RAW DATA:
PR #460, opened 2023-04-15
Entry delay and effect

kirderf1:
Puts the entry at a delay from when the land dimension is generated to when the actual entry happens. This gives land worldgen a couple of ticks to do its thing, ideally improving the performance of entry. Since how much time worldgen needs depends on the performance of the machine running it, this delay is configurable in the common config.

THE TASK:
Transcribe the material exactly as it reads.

EXPECTED ANSWER:
PR #460, opened 2023-04-15
Entry delay and effect

kirderf1:
Puts the entry at a delay from when the land dimension is generated to when the actual entry happens. This gives land worldgen a couple of ticks to do its thing, ideally improving the performance of entry. Since how much time worldgen needs depends on the performance of the machine running it, this delay is configurable in the common config.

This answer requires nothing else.